Por Luis Carranza Torres* y Carlos Krauth**
No vamos aquí a comentar respecto del resultado electoral. O sus consecuencias, que parecen sucederse minuto a minuto. Se ha dicho mucho ya al respecto y se seguirá diciendo. Preferimos reflexionar sobre otra arista que no vemos muy comentada o analizada. No en cuanto a sus implicancias o cómo salir de ella.
Al igual que con las PASO, en los días previos a la elección del pasado domingo se repitieron una serie de conductas sociales que no son sino síntomas de un problema mucho mayor del cual casi nadie quiere hacerse cargo.
Dólar rebotando diez pesos arriba, gente haciendo cola para comprar elementos de construcción o retirando plata de los bancos. Proveedores que no daban precios ni cerraban pedidos para el lunes posterior.
Como siempre, pero de forma más marcada que nunca, la inseguridad y el temor “a lo que vendrá” se apoderó de la gente.
¿Por qué será que un acontecimiento social y político tan trascendente para la vida de todos nosotros se transforma en corridas, angustia, enfrentamientos, etcétera? No discutimos que la posibilidad de que cambien las autoridades genera lógicamente expectativas e incertidumbre. Pero si llegar al extremo al que llegamos en el que, por ejemplo, los precios suben “por las dudas” o la compra de dólares se acentúa porque no se sabe qué pasará con la economía… La actividad judicial entra en una especie de impasse, y cualquier decisión que se tome (hablamos de causas con relevancia política) es tachada de parcialidad por los ciudadanos. Así podríamos seguir, hasta el infinito, enumerando situaciones.
Es cierto que en estas elecciones el contexto internacional, fundamentalmente latinoamericano, no ayuda mucho. Veamos lo que pasó en Ecuador, Bolivia o Chile. Ni hablar de Venezuela. Sin embargo, estamos convencidos de que nuestros candidatos y autoridades colaboran desde adentro para generar el mal clima.

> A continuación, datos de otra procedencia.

PR #1055, opened 2017-10-08
docker: Docker-CSI Southbound Bridge

### LINKED ISSUE #1037: csi: Create CSI->Docker southbound bridge
This Epic tracks issues related to creating a new southbound adapter that would translate incoming requests to the docker volume module to a CSI plugin (bypassing libStorage). This means that any CSI plugin could be accessed via Docker, given that CO a way to consume CSI plugins before CSI is supported natively.

akutz:
This patch introduces a Docker-CSI compatibility layer called the Docker-CSI Southbound Bridge. The Docker module has been removed from REX-Ray, and Docker support is now enabled via the CSI module. All CSI module instances will, unless explicitly disabled, multiplex incoming requests to either a CSI service or the Docker Volume API. The Docker Volume API receiver satisfies requests by using a CSI client.

This is a work-in-progress and is not-yet-complete:

- [x] Cursory testing looks good, but still need to complete the detailed testing for each Docker API operation
- [x] Update CSI-VFS dependency to revision [`b386662`](https://github.com/TheCodeTeam/csi-vfs/tree/b386662d75814a056d063082fcb2c596ee7cc9f7)
- [x] Before merging this PR, CSI-VFS should be tagged instead of depending on its revision directly (**tagged as `v0.1.7`**)
- [ ] Tag CSI-NFS and update RR (assigned to @codenrhoden)
- [ ] Tag CSI-BlockDevices and update RR (assigned to @codenrhoden)
- [x] Update the CSI-libStorage bridge
  - [x] Add `name` to `VolumeInfo.Id.Values` returned from the CSI-libStorage bridge
  - [x] Add `targetpaths` to `VolumeInfo.Metadata.Values` returned from the CSI-libStorage bridge. Hopefully @codenrhoden can assist with this
    - [x] Docker bridge sets value in outgoing context that is received by libStorage bridge
    - [x] libStorage bridge looks at above value and returns mount info if value is true
- [x] Perform an initial `List` call to cache the volume name-to-ID mappings
- [x] `Create`
  - [x] Configure sensible defaults for a CSI create call **OR**
  - [x] Parse the Docker options into the CSI `CreateVolume` options
  - [x] `CreateVolume`
  - [x] Add volume to the cache
  - [ ] Better logging
  - [ ] Testing
- [ ] `List`
  - [x] `ListVolumes`
  - [x] Cache `ListVolumes` result for future name-to-ID mappings
  - [ ] Better logging
  - [ ] Testing
- [ ] `Get`
  - [x] Implement
  - [ ] Better logging
  - [ ] Testing
- [ ] `Remove`
  - [x] `NodeUnpublishVolume`
  - [x] `ControllerUnpublishVolume`
  - [x] `DeleteVolume`
  - [x] Remove volume from the cache
  - [ ] Better logging
  - [ ] Testing
- [ ] `Path`
  - [x] Implement
  - [ ] Better logging
  - [ ] Testing
- [ ] `Mount`
  - [x] `GetNodeID`
  - [x] `ControllerPublishVolume`
  - [x] `NodePublishVolume`
  - [x] Update volume's state in the cache
  - [ ] Better logging
  - [ ] Testing
- [ ] `Unmount`
  - [x] `NodeUnpublishVolume`
  - [x] `ControllerUnpublishVolume`
  - [x] Update volume's state in the cache
  - [ ] Better logging
  - [ ] Testing
- [x] `Capabilities`

Fixes #1037


akutz:
cc @clintkitson @codenrhoden @cduchesne 

## The Problem
**NOTE**: This problem does not apply to native CSI plug-ins.

In 0.10.0 we introduced the CSI-libStorage, northbound bridge. This enabled  CSI clients to use all of the storage platforms supported by libStorage. At this  point in time the Docker module in REX-Ray was still accessing libStorage  drivers directly: ex. integration, storage, etc. In other words, this was the model:

```
CSI Client    -> RR CSI Endpoint    -> libStorage bridge -> libStorage drivers

Docker Client -> RR Docker Endpoint -> libStorage drivers
```

### 0.10.x Docker Mount Operation
A Docker `Mount` operation looked like this:

```
Docker Client -> Mount -> RR Docker Endpoint -> libStorage Integration Driver --
                                                                               |
              <- targetPath ----------------------------------------------------
```

The libStorage integration driver would create a directory to mount the volume once it was attached (if block storage) or mount the volume directly if it was shared storage. 

**The path to the mounted volume was returned to Docker. This point is key.**

### 0.10.x CSI NodePublishOperation
A CSI `NodePublishVolume` operation looked like this:

```
CSI Client -> NodePublishVolume[targetPath] -> RR CSI Endpoint -> libStorage Bridge -> libStorage Integration Driver
```

Ultimately a CSI `NodePublishVolume` sat **on top** of our standard workflow. @codenrhoden  wrote very elegant code to then bind mount the mounted volume to the requested `targetPath`.

### 0.11.x Docker Mount Operation
Here's where it gets tricky for existing libStorage platforms:

```
Docker Client -> Mount -> RR Docker CSI bridge -> NodePublishVolume[targetPath] -> CSI Endpoint -> libStorage Integration Driver --
                                                                                                                                  |
              <- targetPath -------------------------------------------------------------------------------------------------------
```

Because REX-Ray's Docker endpoint now talks to CSI instead of libStorage directly,  the RR Docker->CSI bridge is the CSI client, or a CO. This means to perform a  `NodePublishOperation` the Docker endpoint must explicitly provide a `targetPath`.

### The Bug
This one is on me. When writing the Docker->CSI bridge I knew I needed to generate  a `targetPath`. At first I thought I needed to locate it outside the normal mount area defined by `libstorage.integration.volume.operations.mount.path`. Then I thought, "No, I'm overthinking it." Well, I wasn't.

The libStorage->CSI Bridge is bind mounting the private mount path to the supplied `targetPath`. And this is happening:

```shell
$ mount -o bind /var/lib/rexray/volumes/MyVolume/data /var/lib/rexray/volumes/MyVolume
```

In the end, the mount table will look like this:

```shell
SOURCE                                 MOUNT POINT
/dev/xvda1                             /var/lib/rexray/volumes/MyVolume
/var/lib/rexray/volumes/MyVolume/data  /var/lib/rexray/volumes/MyVolume
```

Here's the thing, the above technically works. You **can** bind mount a path back over itself. Except it screws up idempotency. The first unmount succeeds,  but successive, idempotent unmount attempts fail because the `targetPath` no longer exists since the first unmount removed the `targetPath` due to ref counting. And the idempotency provider for the libStorage->CSI bridge expects the `targetPath` to exist or an error is returned:

```go
var errMissingTargetPath  = errors.New("target path not created")

// IsNodePublished should return a flag indicating whether or
// not the volume exists and is published on the current host.
func (d *driver) IsNodePublished(
	ctx xctx.Context,
	id *csi.VolumeID,
	pubInfo *csi.PublishVolumeInfo,
	targetPath string) (bool, error) {

	_, err := os.Stat(targetPath)
	if os.IsNotExist(err) {
		return false, errMissingTargetPath
	}
```

## The Solution
Here's where I'm at with this:

1. I don't think the libStorage-CSI bridge's idempotency provider should necessarily return an error if the provided `targetPath` does not exist. I need to confirm this with @codenrhoden, but ultimately shouldn't this just mean the volume is not published on the node, and we should return false without an error?

2. To maintain backwards compatibility with environments that have already deployed REX-Ray we cannot change where REX-Ray's Docker integration driver mounts volumes. However, I suggest we introduce a new property, `rexray.csi.mount.path`, with a default value of `/var/lib/rexray/csi/volumes`, and use it as the root location for volumes mounted via REX-Ray's libStorage->CSI bridge. This means that if Docker wants to mount a volume named `MyVolume`, the system's mount table would look like this:

```shell
SOURCE                                 MOUNT POINT
/dev/xvda1                             /var/lib/rexray/volumes/MyVolume
/var/lib/rexray/volumes/MyVolume/data  /var/lib/rexray/csi/volumes/MyVolume
```

So going forward, new volumes created by the Docker->CSI bridge would be presented to Docker with a mount path rooted at  `/var/lib/rexray/csi/volumes`. However, the above change would also be backwards compatible with existing deployments.

Please provide your thoughts and comments below.

codenrhoden:
Thanks for the write-up @akutz.  It really helped me understand.

> I don't think the libStorage-CSI bridge's idempotency provider should necessarily return an error if the provided targetPath does not exist. I need to confirm this with @codenrhoden, but ultimately shouldn't this just mean the volume is not published on the node, and we should return false without an error?

It was considered an error because the CO shouldn't ever be sending us a targetPath that does not exist. However, I see no problem with the idempotency provider punting in this scenario and allowing the storage plugin to determine what to do in that scenario. If it's a publish request and the path doesn't exist, it is an error. If it's an unpublish request and the path doesn't exist, it's clearly not published there so the storage plugin can also check if it needs to remove it's private mount, etc...  So yeah, your proposal sounds fine.

> I suggest we introduce a new property, rexray.csi.mount.path, with a default value of /var/lib/rexray/csi/volumes

This makes sense to me. We will need to update all the docker plugins to set this as a propogated mount path as well. Seems like a clean solution to me. I didn't see this problem coming, that's for sure. In a way, we would now be using `/var/lib/rexray/volumes` as our private mount area, which is very consistent with what we've done in other drivers. 👍

clintkitson:
Re #2 these plugins would also need an updated propagated path to Docker.

clintkitson:
I would also be concerned with the root path parameter and ensure it still targeted `/var/lib/rexray/volumes/MyVolume/data` and `/data`.

akutz:
I am unclear on what both of you are referring to regarding propagating a path to Docker. The path is returned by our Docker endpoint. It's fine for Docker to consume volumes that exist in different areas on the filesystem. Old Docker-created volumes will be from our private area. New volumes will be created in the new area. Not sure what you two are seeing here...

clintkitson:
@akutz https://github.com/codedellemc/rexray/blob/master/.docker/plugins/cinder/config.json#L181

akutz:
Hi @clintkitson,

Thank you for the clarification. FWIW, your comment about `/data` is inconsequential because a volume mounted at `/var/lib/rexray/csi/volumes/VOLUME_NAME` would actually be bind mounted to `/var/lib/rexray/volumes/VOLUME_NAME/data`.

clintkitson:
Totally get that, but just making sure that the `/data` is still configurable after change, sounds like you have that covered.

akutz:
Hi @codenrhoden,

> It was considered an error because the CO shouldn't ever be sending us a targetPath that does not exist

That makes sense. I only considered the function in regards to Unpub. So yeah, we can make that distinction. Good call.

akutz:
Hi @clintkitson,

> Totally get that, but just making sure that the /data is still configurable after change, sounds like you have that covered.

Covered isn't fair since I'm kind of not doing anything. Just an extra bind mount. :) But yeah, it will work.

akutz:
Hi @codenrhoden,

> In a way, we would now be using /var/lib/rexray/volumes as our private mount area, which is very consistent with what we've done in other drivers.

That's *exactly* what we're going to be doing. Before we used it for both the private mount area **and** the Docker volume area. Except now since Docker is subject to the private mount area, they can no longer be the same.

codenrhoden:
@akutz I don't see anything in here that jumps out at me -- looks like you've covered all the bases, but only testing will find out!

PR #1056, opened 2017-10-09
Docker plugin updates

### LINKED ISSUE #933: docker: Add HTTP_PROXY to managed plug-ins
# Summary
As a golang binary, REX-Ray natively recognizes and uses the `HTTP_PROXY` env var. However, the Docker plugins only allow env vars that are explicitly defined in their config. `HTTP_PROXY` needs to be added to those configs so that users can pass it when their environment requires it.

### LINKED ISSUE #1043: docker: Enhance managed plug-in configuration options
The `config.json` file for each docker managed plugin lists all the allowed env vars for a plugin. Right now this list is restrictive, and is missing a lot of useful REX-Ray options, such as those for Linux file mode, options for data directory, etc.

We can either add more options to all plugins, but we can also explore auto-populating the vars from the output of `rexray env | grep <DRIVER>_`, plus some other standard ones.

- [ ] `HTTP_PROXY`

codenrhoden:
This patchset has a series of commits that update the Docker plugins. They are in separate commits for easier review, and potential to revert if something is wrong.

All Alpine-based plugins are upgraded from 3.5->3.6, *except* for s3fs, which does not compile on 3.6 due to the replacement of openssl with libressl.

The start scripts for REX-Ray no longer use the deprecated `-f` flag.

All drivers that use and HTTP API now support the `HTTP_PROXY` env var. This ends up being every plugin except Ceph RBD.

New global options for volume rootpath and filemode are added, except for S3FS which should be taken care of by #1042.

Many plugins had their options more fully brought in line with what is available to the full drivers -- but not all options apply to the Docker managed plugins, so there are still discrepancies.

Fixes #933 
Fixes #1043

### DIFF
--- a/.docker/plugins/Dockerfile
+++ b/.docker/plugins/Dockerfile
@@ -11,5 +11,5 @@ ADD rexray.yml /etc/rexray/rexray.yml
 ADD rexray.sh /rexray.sh
 RUN chmod +x /rexray.sh
 
-CMD [ "rexray", "start", "-f", "--nopid" ]
+CMD [ "rexray", "start", "--nopid" ]
 ENTRYPOINT [ "/rexray.sh" ]
--- a/.docker/plugins/Dockerfile
+++ b/.docker/plugins/Dockerfile
@@ -1,4 +1,4 @@
-FROM alpine:3.5
+FROM alpine:3.6
 
 RUN apk update
 RUN apk add xfsprogs e2fsprogs ca-certificates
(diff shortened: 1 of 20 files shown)


codenrhoden:
This has been rebased after #1042.  It makes a small change from what #1042, which is to set the rootpath vars to an empty string, so that they use the default values in REX-Ray, rather than just explicitly setting them to `/data`, which is already the default.

PR #1060, opened 2017-10-11
Always use LocalDevices to get attached dev token

codenrhoden:
Rather than caching the attachment token returned by VolumeAttach, which
gets lots when REX-Ray is restarted, query the sytem's LocalDevices via
the driver Executor in the scenario where we know the volume is already
attached, because the device map returned always contains the token.

### DIFF
--- a/agent/csi/libstorage/csi_service_libstorage_idemp.go
+++ b/agent/csi/libstorage/csi_service_libstorage_idemp.go
@@ -17,6 +17,7 @@ var (
 	errMissingIDKeyPath   = errors.New("missing id key path")
 	errMissingTokenKey    = errors.New("missing token key")
 	errUnableToGetLocDevs = errors.New("unable to get local devices")
+	errLocDevsMissingVol  = errors.New("unable to find attached vol in local devices")
 	errMissingTargetPath  = errors.New("target path not created")
 )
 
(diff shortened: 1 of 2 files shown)


agent/csi/libstorage/csi_service_libstorage_idemp.go
```diff
@@ -118,26 +119,35 @@ func (d *driver) IsControllerPublished(
...
+		Opts:     apiutils.NewStore(),
+		ScanType: apitypes.DeviceScanQuick,
+	}
+	devs, err := d.client.Executor().LocalDevices(d.ctx, ldOpts)
+	if err != nil {
+		return nil, errUnableToGetLocDevs
 	}
+
+	for k, v := range devs.DeviceMap {
+		if v == vol.Attachments[0].DeviceName {
```
clintkitson: Should we range the attachments here too? ie do we care that the bridge may not do multi-attach?

akutz: Hi @clintkitson,

I see your point, except we've already declared that a COs cannot access a single Node as both CSI *and* Docker Volume API. It's one or the other since Docker's model is sufficiently different.

clintkitson: Thanks

akutz: FWIW, I've no problem adding a `// TODO` here and attempting to come back later to make the Docker bridge able to tolerate multiple mount points, but at the moment this is just one of a few locations where single-attachment is explicitly the case.

akutz: > a few locations

In the Docker bridge that is.

akutz: Hi @clintkitson,

One last thing, this is data derived from libStorage (its in the idemp provider for the LS bridge). Thus the LS driver would also have to provide support for multiple attachments. Most of ours do not.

Cada uno parece ser el que viene a salvarnos de los demás que son los malos. Si seguimos esa lógica todos serian malos, ¿no? Y tal vez el origen de eso sea nuestro descreimiento por la institucionalidad. Un sentimiento que ha sido funcional a cierta clase política que ha tomado al Estado como productor de puestos públicos de lujo, por decir lo menos. Y en un ámbito para enriquecerse a costillas de lo que es de todos, para decir lo más.
El espíritu de servicio no se aprecia frecuentemente en quienes deberían tenerlo. Sí, en cambio, sin distinción de facciones o colores se observa un marcado crecimiento personal que luego, por lo general, no se concreta en las acciones de gobierno. Se ve, sí, bastante vanidad, mucha chicana, mucho comentario tan ingenioso como desprovisto de cualquier bagaje profundo. El discurso político se transforma entonces en una charla de adolescentes soberbios.
Creer que quien nos va a salvar es un determinada persona y no el seguir las reglas institucionales (que las autoridades deben ser los primeros en seguir, obviamente) entendemos que es una de las principales causas de por qué nos va cómo nos va.
En lo jurídico específicamente, hablar de cambios en la Constitución (cuando ello debería ser generado por medio del consenso democrático de los ciudadanos) o criticar las decisiones de los jueces afirmando que se revisaran sus sentencias, indudablemente genera una gran inseguridad. Lo mismo, de parte de la Justicia: apurar resoluciones o demorar otras que en tiempos “normales” se dictarían tampoco son conductas que colaboren a la normalidad.
La gente reacciona como reacciona porque tiene memoria. Por las veces que los defraudaron antes, de una u otra bandería. Porque entiende, mejor que sus dirigentes, que no puede cambiarse todo en un instante. O que siempre todo esté en discusión conforme al que está “arriba”. O porque constata que la seguridad jurídica no existe o aparece de a ratos y siempre tímidamente.
Ésas son las cuestiones a solucionar. Y, junto con la pobreza estructural, el principal debe de toda una clase política. Esa que, tras varias décadas de democracia, esconde la cabeza a las cuestiones principales que deben darle sustentabilidad.